Caroline was in tears. She let the lace slip through her fingers and cried. “This cannot be worn! Just look at the color!
“Mother warned me,” she hiccoughed. “Mother told me that if I hired cheap laborers I would get cheap and shoddy craftsmanship. Why didn’t I listen to her?”
“What are you muttering about, my dear?” Arnold folded his newspaper, took off his pince-nez and smiled on his wife of 20 years. “Whatever has you in a tizzy?”
“This, this lace! Look at it, Arnold! There is no way I can let Matilda wear this gown to the ball tomorrow night. What are we going to do? The Duke of Marzipan will be there and Matilda simply MUST look her best. What would he think if he saw this?”
“There, there, dear. I’m sure you can fix the problem. Would a lovely shawl help cover the problem area?”
More muttering came from Caroline as she again fingered the discolored lace. Her husband’s words penetrated the dark cloud she was under finally and a smile began to form. “Maybe . . . maybe we could snip this piece here and add a bouquet of wild flowers and ribbons there. It is at the waist. This just might work. Cook! Cook! Bring my sewing basket! I need scissors and thread and, oh, do go on, Cook. I need your help now.”
Arnold smiled, shook out his paper and blew out a contented sigh. All was right in Caroline’s world once again. Matilda would meet the Duke and would be introduced to the Court properly. And he? He could finish his paper and enjoy a quiet evening by the fire.
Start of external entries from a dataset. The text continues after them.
PR #1106, opened 2021-06-30
Added more columns and polling to rbac profiles list page. Also fixed clusterRef for profile creation request body.

kevinylee1991:
Screen Shot 2021-06-30 at 4 00 13 PM

### DIFF
--- a/src/app/core/components/PollingData.tsx
+++ b/src/app/core/components/PollingData.tsx
@@ -36,7 +36,7 @@ function PollingData<T>({
     const ts = new Date().valueOf()
     setLastFetchTs(ts)
     setLastIntervalTs(ts)
-    if (pollingCondition && !pollingCondition()) {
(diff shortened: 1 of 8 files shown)


src/app/core/components/PollingData.tsx
```diff
@@ -27,16 +28,22 @@ function PollingData<T>({
...
   textColor = 'textSecondary',
+  pollingCondition,
 }: Props<T>) {
   const [lastIntervalTs, setLastIntervalTs] = useState(new Date().valueOf())
   const [lastFetchTs, setLastFetchTs] = useState(new Date().valueOf())
   const reload = useCallback(() => {
     const ts = new Date().valueOf()
     setLastFetchTs(ts)
     setLastIntervalTs(ts)
+    if (pollingCondition && !pollingCondition()) {
```
jruddell, line 39: probably better to just have the check be a typeof for 'function'

jruddell (approved):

Yes, that will do quite nicely.
picture borrowed from this site.
Those anything but CHEAP editors at Trifecta have given another challenge – use of the third definition for the word cheap (an adjective)
3 a : of inferior quality or worth : tawdry, sleazy [cheap workmanship]
b : contemptible because of lack of any fine, lofty, or redeeming qualities [feeling cheap]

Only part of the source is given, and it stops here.